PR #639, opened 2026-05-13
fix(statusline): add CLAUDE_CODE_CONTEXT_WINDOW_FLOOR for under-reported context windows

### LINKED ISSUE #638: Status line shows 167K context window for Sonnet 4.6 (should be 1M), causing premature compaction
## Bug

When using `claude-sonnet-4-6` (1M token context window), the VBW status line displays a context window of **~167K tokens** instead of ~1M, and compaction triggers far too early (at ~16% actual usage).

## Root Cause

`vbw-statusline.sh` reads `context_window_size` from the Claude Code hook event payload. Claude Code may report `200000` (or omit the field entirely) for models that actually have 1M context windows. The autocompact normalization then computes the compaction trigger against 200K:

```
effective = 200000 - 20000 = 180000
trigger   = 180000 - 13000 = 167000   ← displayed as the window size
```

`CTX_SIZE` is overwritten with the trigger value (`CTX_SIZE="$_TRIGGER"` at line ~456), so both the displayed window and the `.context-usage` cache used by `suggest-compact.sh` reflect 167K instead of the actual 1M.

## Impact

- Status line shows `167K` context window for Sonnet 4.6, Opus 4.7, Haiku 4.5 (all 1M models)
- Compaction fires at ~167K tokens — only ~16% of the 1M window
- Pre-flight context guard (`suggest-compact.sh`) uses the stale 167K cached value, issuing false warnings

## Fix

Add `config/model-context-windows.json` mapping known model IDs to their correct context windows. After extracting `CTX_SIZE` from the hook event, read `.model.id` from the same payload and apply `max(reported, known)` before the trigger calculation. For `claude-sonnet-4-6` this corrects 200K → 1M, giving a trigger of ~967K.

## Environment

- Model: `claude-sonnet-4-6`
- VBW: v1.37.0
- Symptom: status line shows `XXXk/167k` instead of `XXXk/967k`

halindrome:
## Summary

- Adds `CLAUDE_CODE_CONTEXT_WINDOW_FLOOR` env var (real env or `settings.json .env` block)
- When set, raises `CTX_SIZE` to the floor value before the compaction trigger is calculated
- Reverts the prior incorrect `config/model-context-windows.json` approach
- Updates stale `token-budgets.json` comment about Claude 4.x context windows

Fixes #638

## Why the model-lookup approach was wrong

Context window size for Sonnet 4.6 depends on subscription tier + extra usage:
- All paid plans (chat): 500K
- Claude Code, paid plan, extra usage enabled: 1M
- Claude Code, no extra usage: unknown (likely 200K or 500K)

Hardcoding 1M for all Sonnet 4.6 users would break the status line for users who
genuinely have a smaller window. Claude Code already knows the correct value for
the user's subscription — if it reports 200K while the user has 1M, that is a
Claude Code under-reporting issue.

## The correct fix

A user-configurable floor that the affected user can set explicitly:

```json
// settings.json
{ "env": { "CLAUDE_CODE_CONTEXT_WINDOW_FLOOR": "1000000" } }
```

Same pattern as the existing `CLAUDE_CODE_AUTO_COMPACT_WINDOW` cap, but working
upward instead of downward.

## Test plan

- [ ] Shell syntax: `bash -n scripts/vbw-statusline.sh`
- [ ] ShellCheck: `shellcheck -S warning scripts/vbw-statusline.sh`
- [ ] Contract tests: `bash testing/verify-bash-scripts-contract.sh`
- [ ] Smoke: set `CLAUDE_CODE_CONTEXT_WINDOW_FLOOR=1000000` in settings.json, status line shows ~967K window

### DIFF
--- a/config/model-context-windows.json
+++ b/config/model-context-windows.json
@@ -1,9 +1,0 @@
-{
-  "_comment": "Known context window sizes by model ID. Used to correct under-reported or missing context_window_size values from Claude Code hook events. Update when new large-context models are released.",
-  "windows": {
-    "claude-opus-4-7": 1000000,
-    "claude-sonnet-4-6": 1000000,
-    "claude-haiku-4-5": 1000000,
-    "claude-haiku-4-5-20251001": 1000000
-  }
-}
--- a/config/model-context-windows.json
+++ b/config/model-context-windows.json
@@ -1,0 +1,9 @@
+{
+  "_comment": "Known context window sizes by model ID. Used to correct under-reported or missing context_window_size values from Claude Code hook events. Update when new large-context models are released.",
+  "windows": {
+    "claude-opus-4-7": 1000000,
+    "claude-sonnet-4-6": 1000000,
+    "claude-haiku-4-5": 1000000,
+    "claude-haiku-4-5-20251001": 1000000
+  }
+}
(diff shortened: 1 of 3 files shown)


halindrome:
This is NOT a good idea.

^^^^^^^^^^^^^^^^

→ WHAT THIS TASK INVOLVES
Write the whole listing out again. Keep every line exactly as it is.

→ THE ANSWER
PR #639, opened 2026-05-13
fix(statusline): add CLAUDE_CODE_CONTEXT_WINDOW_FLOOR for under-reported context windows

### LINKED ISSUE #638: Status line shows 167K context window for Sonnet 4.6 (should be 1M), causing premature compaction
## Bug

When using `claude-sonnet-4-6` (1M token context window), the VBW status line displays a context window of **~167K tokens** instead of ~1M, and compaction triggers far too early (at ~16% actual usage).

## Root Cause

`vbw-statusline.sh` reads `context_window_size` from the Claude Code hook event payload. Claude Code may report `200000` (or omit the field entirely) for models that actually have 1M context windows. The autocompact normalization then computes the compaction trigger against 200K:

```
effective = 200000 - 20000 = 180000
trigger   = 180000 - 13000 = 167000   ← displayed as the window size
```

`CTX_SIZE` is overwritten with the trigger value (`CTX_SIZE="$_TRIGGER"` at line ~456), so both the displayed window and the `.context-usage` cache used by `suggest-compact.sh` reflect 167K instead of the actual 1M.

## Impact

- Status line shows `167K` context window for Sonnet 4.6, Opus 4.7, Haiku 4.5 (all 1M models)
- Compaction fires at ~167K tokens — only ~16% of the 1M window
- Pre-flight context guard (`suggest-compact.sh`) uses the stale 167K cached value, issuing false warnings

## Fix

Add `config/model-context-windows.json` mapping known model IDs to their correct context windows. After extracting `CTX_SIZE` from the hook event, read `.model.id` from the same payload and apply `max(reported, known)` before the trigger calculation. For `claude-sonnet-4-6` this corrects 200K → 1M, giving a trigger of ~967K.

## Environment

- Model: `claude-sonnet-4-6`
- VBW: v1.37.0
- Symptom: status line shows `XXXk/167k` instead of `XXXk/967k`

halindrome:
## Summary

- Adds `CLAUDE_CODE_CONTEXT_WINDOW_FLOOR` env var (real env or `settings.json .env` block)
- When set, raises `CTX_SIZE` to the floor value before the compaction trigger is calculated
- Reverts the prior incorrect `config/model-context-windows.json` approach
- Updates stale `token-budgets.json` comment about Claude 4.x context windows

Fixes #638

## Why the model-lookup approach was wrong

Context window size for Sonnet 4.6 depends on subscription tier + extra usage:
- All paid plans (chat): 500K
- Claude Code, paid plan, extra usage enabled: 1M
- Claude Code, no extra usage: unknown (likely 200K or 500K)

Hardcoding 1M for all Sonnet 4.6 users would break the status line for users who
genuinely have a smaller window. Claude Code already knows the correct value for
the user's subscription — if it reports 200K while the user has 1M, that is a
Claude Code under-reporting issue.

## The correct fix

A user-configurable floor that the affected user can set explicitly:

```json
// settings.json
{ "env": { "CLAUDE_CODE_CONTEXT_WINDOW_FLOOR": "1000000" } }
```

Same pattern as the existing `CLAUDE_CODE_AUTO_COMPACT_WINDOW` cap, but working
upward instead of downward.

## Test plan

- [ ] Shell syntax: `bash -n scripts/vbw-statusline.sh`
- [ ] ShellCheck: `shellcheck -S warning scripts/vbw-statusline.sh`
- [ ] Contract tests: `bash testing/verify-bash-scripts-contract.sh`
- [ ] Smoke: set `CLAUDE_CODE_CONTEXT_WINDOW_FLOOR=1000000` in settings.json, status line shows ~967K window

### DIFF
--- a/config/model-context-windows.json
+++ b/config/model-context-windows.json
@@ -1,9 +1,0 @@
-{
-  "_comment": "Known context window sizes by model ID. Used to correct under-reported or missing context_window_size values from Claude Code hook events. Update when new large-context models are released.",
-  "windows": {
-    "claude-opus-4-7": 1000000,
-    "claude-sonnet-4-6": 1000000,
-    "claude-haiku-4-5": 1000000,
-    "claude-haiku-4-5-20251001": 1000000
-  }
-}
--- a/config/model-context-windows.json
+++ b/config/model-context-windows.json
@@ -1,0 +1,9 @@
+{
+  "_comment": "Known context window sizes by model ID. Used to correct under-reported or missing context_window_size values from Claude Code hook events. Update when new large-context models are released.",
+  "windows": {
+    "claude-opus-4-7": 1000000,
+    "claude-sonnet-4-6": 1000000,
+    "claude-haiku-4-5": 1000000,
+    "claude-haiku-4-5-20251001": 1000000
+  }
+}
(diff shortened: 1 of 3 files shown)


halindrome:
This is NOT a good idea.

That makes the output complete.